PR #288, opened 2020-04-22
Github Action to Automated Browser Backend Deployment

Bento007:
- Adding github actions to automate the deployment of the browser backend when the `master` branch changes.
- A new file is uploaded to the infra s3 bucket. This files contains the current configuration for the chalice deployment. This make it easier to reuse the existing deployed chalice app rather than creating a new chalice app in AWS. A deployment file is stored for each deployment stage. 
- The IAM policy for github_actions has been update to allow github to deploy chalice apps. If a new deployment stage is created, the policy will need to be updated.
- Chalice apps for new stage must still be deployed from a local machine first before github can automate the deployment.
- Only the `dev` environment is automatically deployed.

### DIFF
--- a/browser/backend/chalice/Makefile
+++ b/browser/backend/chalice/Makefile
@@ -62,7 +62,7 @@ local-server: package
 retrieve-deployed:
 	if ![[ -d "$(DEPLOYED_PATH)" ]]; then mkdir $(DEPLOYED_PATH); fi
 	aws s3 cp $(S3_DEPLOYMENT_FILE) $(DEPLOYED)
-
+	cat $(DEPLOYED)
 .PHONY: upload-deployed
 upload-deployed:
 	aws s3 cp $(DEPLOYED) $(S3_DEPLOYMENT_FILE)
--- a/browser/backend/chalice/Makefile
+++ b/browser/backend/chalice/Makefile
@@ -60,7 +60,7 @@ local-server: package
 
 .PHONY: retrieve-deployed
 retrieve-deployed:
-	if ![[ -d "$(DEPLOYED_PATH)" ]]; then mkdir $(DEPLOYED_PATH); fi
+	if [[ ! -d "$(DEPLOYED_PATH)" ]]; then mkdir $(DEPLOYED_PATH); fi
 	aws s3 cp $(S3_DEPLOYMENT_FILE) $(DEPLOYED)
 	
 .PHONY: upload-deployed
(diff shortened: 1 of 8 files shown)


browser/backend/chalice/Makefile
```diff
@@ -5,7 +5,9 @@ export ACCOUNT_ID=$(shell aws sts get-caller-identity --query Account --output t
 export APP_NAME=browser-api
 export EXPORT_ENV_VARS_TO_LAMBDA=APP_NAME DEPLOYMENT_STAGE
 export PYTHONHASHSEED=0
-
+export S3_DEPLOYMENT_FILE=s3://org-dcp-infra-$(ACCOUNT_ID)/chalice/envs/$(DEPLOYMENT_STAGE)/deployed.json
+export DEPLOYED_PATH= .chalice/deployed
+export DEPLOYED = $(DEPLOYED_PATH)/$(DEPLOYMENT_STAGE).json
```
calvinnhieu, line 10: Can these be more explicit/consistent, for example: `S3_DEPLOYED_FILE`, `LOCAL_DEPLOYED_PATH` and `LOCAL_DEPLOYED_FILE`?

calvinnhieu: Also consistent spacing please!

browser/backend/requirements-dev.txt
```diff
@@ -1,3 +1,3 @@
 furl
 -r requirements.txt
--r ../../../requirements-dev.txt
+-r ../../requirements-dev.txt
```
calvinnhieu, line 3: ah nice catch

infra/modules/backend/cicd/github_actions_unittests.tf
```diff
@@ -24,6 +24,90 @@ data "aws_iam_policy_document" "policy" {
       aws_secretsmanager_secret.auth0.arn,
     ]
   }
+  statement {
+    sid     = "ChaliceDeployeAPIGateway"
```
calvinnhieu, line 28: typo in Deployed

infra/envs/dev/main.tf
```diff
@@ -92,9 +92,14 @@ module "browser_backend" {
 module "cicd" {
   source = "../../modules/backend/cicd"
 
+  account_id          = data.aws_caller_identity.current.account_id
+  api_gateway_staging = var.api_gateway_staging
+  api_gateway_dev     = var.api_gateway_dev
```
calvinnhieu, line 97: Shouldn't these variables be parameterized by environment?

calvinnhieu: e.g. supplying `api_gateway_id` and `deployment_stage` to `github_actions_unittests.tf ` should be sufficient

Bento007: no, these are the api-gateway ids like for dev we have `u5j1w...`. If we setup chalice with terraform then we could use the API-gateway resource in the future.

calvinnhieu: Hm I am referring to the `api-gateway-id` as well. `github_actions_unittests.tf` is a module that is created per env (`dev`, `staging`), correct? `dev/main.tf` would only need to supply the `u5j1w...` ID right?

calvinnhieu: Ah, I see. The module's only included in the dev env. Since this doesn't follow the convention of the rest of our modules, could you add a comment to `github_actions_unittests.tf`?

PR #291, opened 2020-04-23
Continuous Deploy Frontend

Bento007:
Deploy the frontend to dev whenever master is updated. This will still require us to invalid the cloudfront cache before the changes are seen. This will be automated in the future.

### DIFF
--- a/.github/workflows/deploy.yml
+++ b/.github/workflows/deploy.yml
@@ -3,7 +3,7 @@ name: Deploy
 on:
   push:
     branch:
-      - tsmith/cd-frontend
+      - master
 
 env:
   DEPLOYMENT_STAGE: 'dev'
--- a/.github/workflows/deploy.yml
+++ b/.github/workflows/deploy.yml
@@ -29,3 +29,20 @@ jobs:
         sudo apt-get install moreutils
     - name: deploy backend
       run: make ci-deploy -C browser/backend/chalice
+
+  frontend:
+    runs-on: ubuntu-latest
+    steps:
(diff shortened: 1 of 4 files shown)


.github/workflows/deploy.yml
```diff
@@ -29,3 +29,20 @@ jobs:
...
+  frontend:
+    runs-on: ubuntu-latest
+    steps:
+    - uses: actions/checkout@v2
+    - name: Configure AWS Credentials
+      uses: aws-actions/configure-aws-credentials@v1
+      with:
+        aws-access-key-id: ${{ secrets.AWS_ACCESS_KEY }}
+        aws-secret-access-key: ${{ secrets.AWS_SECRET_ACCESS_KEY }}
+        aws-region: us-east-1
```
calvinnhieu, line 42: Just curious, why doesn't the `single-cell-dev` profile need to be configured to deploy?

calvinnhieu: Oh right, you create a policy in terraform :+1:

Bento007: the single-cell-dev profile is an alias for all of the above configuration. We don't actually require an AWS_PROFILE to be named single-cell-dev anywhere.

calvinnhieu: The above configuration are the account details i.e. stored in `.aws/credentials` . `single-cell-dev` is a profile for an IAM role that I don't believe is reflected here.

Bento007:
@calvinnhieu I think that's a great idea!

◆ ◆ ◆ ◆ ◆ ◆ ◆

With no line skipped, copy the entries exactly as written.

PR #288, opened 2020-04-22
Github Action to Automated Browser Backend Deployment

Bento007:
- Adding github actions to automate the deployment of the browser backend when the `master` branch changes.
- A new file is uploaded to the infra s3 bucket. This files contains the current configuration for the chalice deployment. This make it easier to reuse the existing deployed chalice app rather than creating a new chalice app in AWS. A deployment file is stored for each deployment stage. 
- The IAM policy for github_actions has been update to allow github to deploy chalice apps. If a new deployment stage is created, the policy will need to be updated.
- Chalice apps for new stage must still be deployed from a local machine first before github can automate the deployment.
- Only the `dev` environment is automatically deployed.

### DIFF
--- a/browser/backend/chalice/Makefile
+++ b/browser/backend/chalice/Makefile
@@ -62,7 +62,7 @@ local-server: package
 retrieve-deployed:
 	if ![[ -d "$(DEPLOYED_PATH)" ]]; then mkdir $(DEPLOYED_PATH); fi
 	aws s3 cp $(S3_DEPLOYMENT_FILE) $(DEPLOYED)
-
+	cat $(DEPLOYED)
 .PHONY: upload-deployed
 upload-deployed:
 	aws s3 cp $(DEPLOYED) $(S3_DEPLOYMENT_FILE)
--- a/browser/backend/chalice/Makefile
+++ b/browser/backend/chalice/Makefile
@@ -60,7 +60,7 @@ local-server: package
 
 .PHONY: retrieve-deployed
 retrieve-deployed:
-	if ![[ -d "$(DEPLOYED_PATH)" ]]; then mkdir $(DEPLOYED_PATH); fi
+	if [[ ! -d "$(DEPLOYED_PATH)" ]]; then mkdir $(DEPLOYED_PATH); fi
 	aws s3 cp $(S3_DEPLOYMENT_FILE) $(DEPLOYED)
 	
 .PHONY: upload-deployed
(diff shortened: 1 of 8 files shown)


browser/backend/chalice/Makefile
```diff
@@ -5,7 +5,9 @@ export ACCOUNT_ID=$(shell aws sts get-caller-identity --query Account --output t
 export APP_NAME=browser-api
 export EXPORT_ENV_VARS_TO_LAMBDA=APP_NAME DEPLOYMENT_STAGE
 export PYTHONHASHSEED=0
-
+export S3_DEPLOYMENT_FILE=s3://org-dcp-infra-$(ACCOUNT_ID)/chalice/envs/$(DEPLOYMENT_STAGE)/deployed.json
+export DEPLOYED_PATH= .chalice/deployed
+export DEPLOYED = $(DEPLOYED_PATH)/$(DEPLOYMENT_STAGE).json
```
calvinnhieu, line 10: Can these be more explicit/consistent, for example: `S3_DEPLOYED_FILE`, `LOCAL_DEPLOYED_PATH` and `LOCAL_DEPLOYED_FILE`?

calvinnhieu: Also consistent spacing please!

browser/backend/requirements-dev.txt
```diff
@@ -1,3 +1,3 @@
 furl
 -r requirements.txt
--r ../../../requirements-dev.txt
+-r ../../requirements-dev.txt
```
calvinnhieu, line 3: ah nice catch

infra/modules/backend/cicd/github_actions_unittests.tf
```diff
@@ -24,6 +24,90 @@ data "aws_iam_policy_document" "policy" {
       aws_secretsmanager_secret.auth0.arn,
     ]
   }
+  statement {
+    sid     = "ChaliceDeployeAPIGateway"
```
calvinnhieu, line 28: typo in Deployed

infra/envs/dev/main.tf
```diff
@@ -92,9 +92,14 @@ module "browser_backend" {
 module "cicd" {
   source = "../../modules/backend/cicd"
 
+  account_id          = data.aws_caller_identity.current.account_id
+  api_gateway_staging = var.api_gateway_staging
+  api_gateway_dev     = var.api_gateway_dev
```
calvinnhieu, line 97: Shouldn't these variables be parameterized by environment?

calvinnhieu: e.g. supplying `api_gateway_id` and `deployment_stage` to `github_actions_unittests.tf ` should be sufficient

Bento007: no, these are the api-gateway ids like for dev we have `u5j1w...`. If we setup chalice with terraform then we could use the API-gateway resource in the future.

calvinnhieu: Hm I am referring to the `api-gateway-id` as well. `github_actions_unittests.tf` is a module that is created per env (`dev`, `staging`), correct? `dev/main.tf` would only need to supply the `u5j1w...` ID right?

calvinnhieu: Ah, I see. The module's only included in the dev env. Since this doesn't follow the convention of the rest of our modules, could you add a comment to `github_actions_unittests.tf`?

PR #291, opened 2020-04-23
Continuous Deploy Frontend

Bento007:
Deploy the frontend to dev whenever master is updated. This will still require us to invalid the cloudfront cache before the changes are seen. This will be automated in the future.

### DIFF
--- a/.github/workflows/deploy.yml
+++ b/.github/workflows/deploy.yml
@@ -3,7 +3,7 @@ name: Deploy
 on:
   push:
     branch:
-      - tsmith/cd-frontend
+      - master
 
 env:
   DEPLOYMENT_STAGE: 'dev'
--- a/.github/workflows/deploy.yml
+++ b/.github/workflows/deploy.yml
@@ -29,3 +29,20 @@ jobs:
         sudo apt-get install moreutils
     - name: deploy backend
       run: make ci-deploy -C browser/backend/chalice
+
+  frontend:
+    runs-on: ubuntu-latest
+    steps:
(diff shortened: 1 of 4 files shown)


.github/workflows/deploy.yml
```diff
@@ -29,3 +29,20 @@ jobs:
...
+  frontend:
+    runs-on: ubuntu-latest
+    steps:
+    - uses: actions/checkout@v2
+    - name: Configure AWS Credentials
+      uses: aws-actions/configure-aws-credentials@v1
+      with:
+        aws-access-key-id: ${{ secrets.AWS_ACCESS_KEY }}
+        aws-secret-access-key: ${{ secrets.AWS_SECRET_ACCESS_KEY }}
+        aws-region: us-east-1
```
calvinnhieu, line 42: Just curious, why doesn't the `single-cell-dev` profile need to be configured to deploy?

calvinnhieu: Oh right, you create a policy in terraform :+1:

Bento007: the single-cell-dev profile is an alias for all of the above configuration. We don't actually require an AWS_PROFILE to be named single-cell-dev anywhere.

calvinnhieu: The above configuration are the account details i.e. stored in `.aws/credentials` . `single-cell-dev` is a profile for an IAM role that I don't believe is reflected here.

Bento007:
@calvinnhieu I think that's a great idea!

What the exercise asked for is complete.